Task data —
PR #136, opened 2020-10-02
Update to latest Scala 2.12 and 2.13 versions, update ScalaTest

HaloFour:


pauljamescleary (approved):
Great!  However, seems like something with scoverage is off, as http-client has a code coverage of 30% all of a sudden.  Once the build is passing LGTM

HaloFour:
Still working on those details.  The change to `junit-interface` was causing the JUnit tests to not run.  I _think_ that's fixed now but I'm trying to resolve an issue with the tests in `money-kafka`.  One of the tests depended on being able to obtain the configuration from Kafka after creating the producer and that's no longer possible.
...
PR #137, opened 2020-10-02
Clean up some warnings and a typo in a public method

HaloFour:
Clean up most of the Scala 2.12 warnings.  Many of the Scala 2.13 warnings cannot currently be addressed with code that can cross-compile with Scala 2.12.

Work required — Among the records above, only the lines between the line holding "PR #136, opened 2020-10-02" and the line holding "Still working on", inclusive, are to be output, exactly as written.

Solution to this task —
PR #136, opened 2020-10-02
Update to latest Scala 2.12 and 2.13 versions, update ScalaTest

HaloFour:


pauljamescleary (approved):
Great!  However, seems like something with scoverage is off, as http-client has a code coverage of 30% all of a sudden.  Once the build is passing LGTM

HaloFour:
Still working on those details.  The change to `junit-interface` was causing the JUnit tests to not run.  I _think_ that's fixed now but I'm trying to resolve an issue with the tests in `money-kafka`.  One of the tests depended on being able to obtain the configuration from Kafka after creating the producer and that's no longer possible.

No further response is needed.